Selection of the soft-thresholding parameter in SCCA is challenging in our context. Since the number of SNPs exceeds the sample size and many of the SNPs are expected to be unassociated with the phenotypes, large sample correlations can arise by chance (Fan et al., 2011). Indeed, the prescribed procedure of selecting the penalty parameter with highest predicted correlation across cross-validation test sets (Parkhomenko et al., 2009) results in more than 98% of the SNPs remaining in the model. A prediction criterion for choosing the penalty term may contribute to the lack of variable selection, allowing redundant variables into the model (Leng et al., 2006). When the same tuning parameter is used for variable selection and shrinkage, redundant variables tend to be selected to compensate for overshrinkage of coefficient estimates and losses in predictive ability (Radchenko et al., 2008). In our case, there is effectively no variable selection and little insight is gained by allowing for sparsity in the solution. To circumvent the lack of variable selection from SCCA, we fix the tuning parameter to select about 10% of the SNPs (Wu et al., 2009) and then use resampling to determine the relative importance of each SNP to the association with neuroimaging endophenotypes. Instead of using the prediction-optimal penalty term, we fixed the soft-thresholding parameter for the SNPs to achieve variable selection based on the rationale that no more than about 7,500 SNPs, or approximately $$10\%$$, are expected to be associated with the phenotypes. This choice is guided by prior experience in genetic association studies, where the majority of genetic variants have no effect on the phenotypes, or an effect that is indistinguishable from zero (Carbonetto et al., 2012).

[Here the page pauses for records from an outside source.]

PR #990, opened 2015-02-09
simplify ether unit with templates

guanqun:
I think it's easier to count the zeroes.

### DIFF
--- a/libethcore/CommonEth.cpp
+++ b/libethcore/CommonEth.cpp
@@ -35,27 +35,30 @@ namespace eth
 const unsigned c_protocolVersion = 53;
 const unsigned c_databaseVersion = 5;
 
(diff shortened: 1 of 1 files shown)


libethcore/CommonEth.cpp
```diff
@@ -35,27 +35,30 @@ namespace eth
 const unsigned c_protocolVersion = 53;
 const unsigned c_databaseVersion = 5;
 
+template <size_t n> constexpr u256 eth_unit() { return eth_unit<n-1>() * u256(1000); }
```
gavofyork: `eth_unit<n - 1>` (note the spaces :) )

guanqun: Eagle eye!

PR #996, opened 2015-02-10
Arbitrary parameters for call() and all hash functions.

chriseth:
This allows manual calls to other contracts. It contains something that might be considered a hack: If the first argument to `call` is a type of exactly four bytes, it is not padded to 32 bytes, allowing to use
`call(string4(string32("f(uint256,bool)")), 2, 3)` to call a specific ABI function.

### DIFF
--- a/libsolidity/ExpressionCompiler.cpp
+++ b/libsolidity/ExpressionCompiler.cpp
@@ -206,7 +206,7 @@ bool ExpressionCompiler::visit(FunctionCall const& _functionCall)
 		TypePointers const& parameterTypes = function.getParameterTypes();
 		vector<ASTPointer<Expression const>> const& callArguments = _functionCall.getArguments();
 		vector<ASTPointer<ASTString>> const& callArgumentNames = _functionCall.getNames();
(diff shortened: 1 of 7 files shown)


libsolidity/ExpressionCompiler.cpp
```diff
@@ -713,8 +713,20 @@ void ExpressionCompiler::appendTypeConversion(Type const& _typeOnStack, Type con
...
+			// clear lower-order bytes for conversion to shorter strings - we always clean
 			// nothing to do, strings are high-order-bit-aligned
-			//@todo clear lower-order bytes if we allow explicit conversion to shorter strings
+			StaticStringType const& targetType = dynamic_cast<StaticStringType const&>(_targetType);
+			if (targetType.getNumBytes() < typeOnStack.getNumBytes())
+			{
+				if (targetType.getNumBytes() == 0)
+					m_context << eth::Instruction::DUP1 << eth::Instruction::XOR;
+				else
+				{
```
chriseth: Will remove braces.

PR #997, opened 2015-02-10
Arbitrary parameters for call() and all hash functions.

chriseth:
This allows manual calls to other contracts. It contains something that might be considered a hack: If the first argument to `call` is a type of exactly four bytes, it is not padded to 32 bytes, allowing to use
`call(string4(string32("f(uint256,bool)")), 2, 3)` to call a specific ABI function.

### DIFF
--- a/libsolidity/Types.h
+++ b/libsolidity/Types.h
@@ -367,14 +367,15 @@ public:
 	explicit FunctionType(VariableDeclaration const& _varDecl);
 	explicit FunctionType(EventDefinition const& _event);
 	FunctionType(strings const& _parameterTypes, strings const& _returnParameterTypes,
-				 Location _location = Location::Internal):
+				 Location _location = Location::Internal, bool _arbitraryParameters = false):
 		FunctionType(parseElementaryTypeVector(_parameterTypes), parseElementaryTypeVector(_returnParameterTypes),
-					 _location) {}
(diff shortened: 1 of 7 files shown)


libsolidity/Types.h
```diff
@@ -407,6 +408,9 @@ class FunctionType: public Type
 	/// Can contain a nullptr in which case indicates absence of documentation
 	ASTPointer<ASTString> getDocumentation() const;
 
+	/// true iff arguments are to be padded to multiples of 32 bytes for external calls
+	bool padArguments() const { return !(m_location == Location::SHA3 || m_location == Location::SHA256 || m_location == Location::RIPEMD160); }
```
LefterisJP: Small suggestion for predicate functions like this whose name could be considered ambiguous. Maybe change to `shouldPadArguments()` or `canPadArguments()`. If it was lisp we could just have an identifier with a question mark like `padArguments?()`

chriseth: I think it is a bit more subtle than this. The method will be called as `f.shouldPadArguments()` or `f.canPadArguments()`. In both variants, it looks like `f` would pad something, but actually it is the entity that wants to call a function of this type that has to pad the arguments.
Someone who knows the codebase also knows that type objects are immutable, so it is quite clear that it is a constant function.

PR #1002, opened 2015-02-10
MSVC constexpr fix.

chriseth:


libethcore/CommonEth.cpp
```diff
@@ -35,40 +35,23 @@ namespace eth
...
-template <> constexpr u256 exp10<0>()
-{
-	return u256(1);
-}
-
 vector<pair<u256, string>> const& units()
 {
-	static const vector<pair<u256, string>> s_units =
+	static vector<pair<u256, string>> s_units;
+	if (s_units.empty())
```
arkpar: Does not seem to be thread safe

chriseth: Uff, you are right.

PR #1007, opened 2015-02-11
Set genesis block difficulty to 2^22

Gustav-Simonsson:


CJentzsch:
I think we shoud wait until the genesis release with that. The genesis block will have to change anyways (pre sale...) and for the test net this difficulty would be just very high.

gavofyork:
YP changed - we'll probably set genesis according to outcome of poc-9 mining anyway.

Issue #1006, opened 2015-02-10
builds broke on macos


subtly:
Might be a duplicate! Is /usr/bin/cmake hard-coded? Which cmake file can I find these commands in?

/bin/sh: cmake: command not found
make: *** [/Users/USER/code/cpp-ethereum-build/CMakeFiles/BuildInfo.h] Error 127
Command /bin/sh failed with exit code 2

cd /Users/USER/code/cpp-ethereum-origin/libweb3jsonrpc && cmake -E rename webthreestubclient.h ../test/webthreestubclient.h
/bin/sh: cmake: command not found
make: *** [jsonrpcstub_buildpart_0] Error 127
Command /bin/sh failed with exit code 2

$ which cmake
/usr/local/bin/cmake

caktux:
Similar here, not sure why the builds passed though
```
Scanning dependencies of target BuildInfo.h
[  1%] [  1%] Unrecognized option or missing parameter, use --help.
make[2]: *** [jsonrpcstub] Error 255
make[1]: *** [libweb3jsonrpc/CMakeFiles/jsonrpcstub.dir/all] Error 2
make[1]: *** Waiting for unfinished jobs....
[  2%] Automatic moc for target sc
Automatic moc for target checkRandomTest
Built target secp256k1
[  2%] [  2%] Built target sc_automoc
Built target checkRandomTest_automoc
[  2%] Built target BuildInfo.h
[  7%] Built target devcore
make: *** [all] Error 2
```

caktux:
For some reason I had a lingering `jsonrpc3`, had to do `brew remove jsonrpc3` and `brew install jsonrpc` to clean things up... Note we'll be switching to the official Homebrew`libjson-rpc-cpp` soon.

PR #1008, opened 2015-02-11
cmake fixes

### LINKED ISSUE #1004: check spec.json diff before running jsonrpcstub

debris:
##### changes:
* fixed #1004 && #1006 
* removed calling bash `diff`, `mv`, `rm` from cmake


CJentzsch:
Fixed my issue with recompiling jsonrpcstub again and again.

PR #2455, opened 2015-07-13
Minor cleanup of State and Client code

arkpar:


gavofyork:
looks ok, but this is going to collide substantially with my refactoring.

libethereum/BlockChain.cpp
```diff
@@ -696,8 +696,10 @@ ImportRoute BlockChain::import(VerifiedBlockRef const& _block, OverlayDB const&
 		exit(-1);
 	}
 
-	try {
-		State canary(_db, *this, _block.info.hash(), ImportRequirements::DontHave);
+	try
+	{
+		State canary(_db, BaseState::Empty);
```
gavofyork: `BaseState::PreExisting` is marginnally more efficient if you're about to populate it anyway.

PR #2457, opened 2015-07-13
Stricter checks on RLP.

gavofyork:


libdevcore/RLP.cpp
```diff
@@ -203,7 +213,7 @@ size_t RLP::items() const
 {
 	if (isList())
 	{
-		bytesConstRef d = payload().cropped(0, length());
+		bytesConstRef d = payload();
```
winsvega: so, what about random bytes at the end?

PR #2458, opened 2015-07-14
Add JSCONSOLE to the default bundle

LefterisJP:
The default values is what the buildbot will be building and packaging. For Release now we need to also have JSCONSOLE and ETHASHCL active.

This PR will only be for JSCONSOLE. Next one will be for ETHASHCL.

### DIFF
--- a/CMakeLists.txt
+++ b/CMakeLists.txt
@@ -44,7 +44,7 @@ option(TESTS "Build the tests." ON)
 option(NOBOOST "No use of boost macros in test functions" OFF)
 option(EVMJIT "Build just-in-time compiler for EVM code (requires LLVM)" OFF)
 option(ETHASHCL "Build in support for GPU mining via OpenCL" OFF)
-option(JSCONSOLE "Build in javascript console" OFF)
+option(JSCONSOLE "Build in javascript console" ON)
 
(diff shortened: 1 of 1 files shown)


LefterisJP:
Trying to configure the buildbot to build succesfully with the V8 dependencly on all platforms

caktux:
ethereum-dockers repo updated with the dependencies (for both JSCONSOLE and ETHASHCL), homebrew-ethereum will need its options switched from `--with-v8-console` and `--with-gpu-mining` to `--without-...` once this is merged, just putting it here for reference and getting notified.

LefterisJP:
Acknowledged. Let me trigger a rebuild to check.

LefterisJP:
From the triggered rebuild we can see that jsconsole dependencies are installed properly on all buildbots except the 2 that fail with evmjit. This is a different error unrelated to this PR.

subtly:
Rebase/merge?

subtly:
@caktux The 'gpu' flag can, imo, safely be removed on macos w/upcoming changes. OpenCL has come w/OSX since before Mavericks (they've bundled it for years now for iphoto/imovie/etc).

LefterisJP:
why would this need a rebase? To trigger rebuild?

PR #2462, opened 2015-07-14
Save keys after deletion

### LINKED ISSUE #2256: Kill account in Alethzero does not remove it from the owned accounts list.
Once you kill an account from the tools menu, close Alethzero and re-open. It still displays the old list of accounts along with the account that was killed. 

Not entirely sure if this is the only fix for this bug but looks like although the address is deleted from the m_keyManager, it is not explicitly deleted from the ui->ourAccounts QListWidget. 
[ui->ourAccounts->takeItem(index) is missing]

arkpar:
Fixes #2256


chriseth:
Add a test? :-)

arkpar:
Done

PR #2468, opened 2015-07-14
AlethZero: Change the URL when the page changes, unless it is the URL of a Dapp.

### LINKED ISSUE #1215: Client-side routing works but doesn't update url
Not really an important issue but it would be nice if the url updated to reflect the current client-side route.

chriseth:
Fixes #1215

### DIFF
--- a/alethzero/MainWin.cpp
+++ b/alethzero/MainWin.cpp
@@ -232,6 +232,10 @@ Main::Main(QWidget *parent) :
 	{
 		ui->tabWidget->setTabText(0, ui->webView->title());
 	});
+	connect(ui->webView, &QWebEngineView::urlChanged, [=](QUrl const& _url)
+	{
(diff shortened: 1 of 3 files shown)


alethzero/MainWin.cpp
```diff
@@ -232,6 +232,10 @@ Main::Main(QWidget *parent) :
 	{
 		ui->tabWidget->setTabText(0, ui->webView->title());
 	});
+	connect(ui->webView, &QWebEngineView::urlChanged, [=](QUrl const& _url)
+	{
+		ui->urlEdit->setText(_url.toString());
```
arkpar: For dapp packages urlEdit contains ethereum url (namereg path). The webview loads pages from http://localhost in such case and that url should stay hidden.

chriseth:
It would be great if we could display something else instead.

chriseth:
Does not yet work as expected.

The organization of the manuscript is as follows. The Materials and Methods section describes the ADNI data, the data processing procedures, and the methods applied for discovery, refinement, and validation. The Results section presents the results of the analyses. The Discussion section notes challenges and successes of the analysis, including considerations for modelling continuous phenotype data under a case-control sampling design, and provides interpretation of the results.